━━━ TASK MATERIAL ━━━

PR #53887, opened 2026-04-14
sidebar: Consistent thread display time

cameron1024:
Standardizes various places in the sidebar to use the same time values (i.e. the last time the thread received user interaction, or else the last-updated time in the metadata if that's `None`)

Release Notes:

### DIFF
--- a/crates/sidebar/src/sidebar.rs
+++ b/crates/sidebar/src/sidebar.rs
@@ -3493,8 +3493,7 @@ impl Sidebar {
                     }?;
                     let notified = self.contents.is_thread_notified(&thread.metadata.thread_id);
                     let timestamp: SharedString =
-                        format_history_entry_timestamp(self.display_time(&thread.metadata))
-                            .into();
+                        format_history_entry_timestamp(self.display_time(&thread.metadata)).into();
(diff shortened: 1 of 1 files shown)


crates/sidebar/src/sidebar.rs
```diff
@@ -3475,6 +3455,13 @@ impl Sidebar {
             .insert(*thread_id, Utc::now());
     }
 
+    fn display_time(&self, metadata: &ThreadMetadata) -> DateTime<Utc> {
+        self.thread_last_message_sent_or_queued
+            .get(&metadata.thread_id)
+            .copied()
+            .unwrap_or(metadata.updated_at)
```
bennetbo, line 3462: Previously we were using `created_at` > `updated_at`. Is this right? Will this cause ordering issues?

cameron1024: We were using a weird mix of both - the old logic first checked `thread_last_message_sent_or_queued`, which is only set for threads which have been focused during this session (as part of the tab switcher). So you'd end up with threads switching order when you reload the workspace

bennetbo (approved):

━━━

EXERCISE >> Go through the material line by line and state how many lines hold "metadata", with no other words.

YOUR RESPONSE >> 7